Enjoy your taste buds with the nearby Mediterranean Lebanese dish. Draws out the ideal smoky and saucy preferences for Eggplant blended in with chickpeas, just with the delightful mix of National Blended Pickle.

Recipe Ingredient 

Eggplant 1

National Blended Pickle ½ cup

Dry Chickpeas – ¾ cup

Additional Virgin Olive Oil ½ Cup

Diced Onion 1 huge

Minced Garlic Cloves 5

National Salt to taste

Canned Tomatoes 1 ½ cup

Smoked Paprika 1 tbsp

Ground Cayenne Pepper 1 tbsp

Dried Mint 1 tbsp

Water 1 – 2 cup

Ingredients For Bread or Purian                                                                                                                                                                                                                                                                                                                                                       Flour 2 cups

Ghee 2 tbsp

National Salt to taste

Water to ply


Cut the eggplant in dainty roundabout cuts. Blend in with 1 tbsp of National Blended Pickle.

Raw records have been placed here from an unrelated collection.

PR #105, opened 2024-07-22
Fix udapte conf rev on remove

### LINKED ISSUE #103: Update confRev on dataset removal from control block
What we do is on removal of a dataset we sent `confRev` to 0.

https://github.com/OpenEnergyTools/scl-lib/blob/bd020d3a5534ec9da2915c5f1c7ff5518214b9d6/tDataSet/removeDataSet.ts#L14-L34

But I think it should be incremented instead, "inclusive removal of this" in the standard:

image

(Background https://github.com/OpenEnergyTools/oscd-publisher/issues/17)

JakobVogelsang:
Closes #103


danyill (approved):
LGTM, thanks!

PR #122, opened 2024-12-07
fix: updateIED IEDName and supervision

JakobVogelsang:
Is fixing https://github.com/OpenEnergyTools/open-scd-core/issues/18


danyill (approved):
LGTM, thank you for making this change. 

I would be pleased for an scl-lib release and then I'll re-introduce the new core back into our distribution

Saute the eggplants in ½ cup of cooking oil until delicate.

In another pot heat ½ cup Olive Oil. Include ½ cup of hacked onions and a touch of salt and sauté until translucent, around 15 minutes.

Include the 3-4 garlic cloves and cook until garlic is delicate and fragrant.

Include ½ cup of tomato glue, 1 tsp paprika, seared eggplant, 1 cup depleted chickpeas, 2 tbsp National Blended Pickle and 1 tbsp dried mint. Bring to a stew and cook until flavors merge, around 20 minutes.

Add extra water as important to keep up a damp, stew-like consistency.

For Purian:

To get ready Purian, add 2 tbsp Ghee to 2 tbsp flour, ½ tsp of National Salt to taste and pour 1 cup water in the blend to make a mixture. Blend all the fixings by hand and manipulate them.

Make round bundles of the mixture, oil the batter light in Cooking Oil and level it with moving pin. Make dainty purian like this, turning them out.

Profound fry them in about a liter of cooking oil and on high fire until fresh.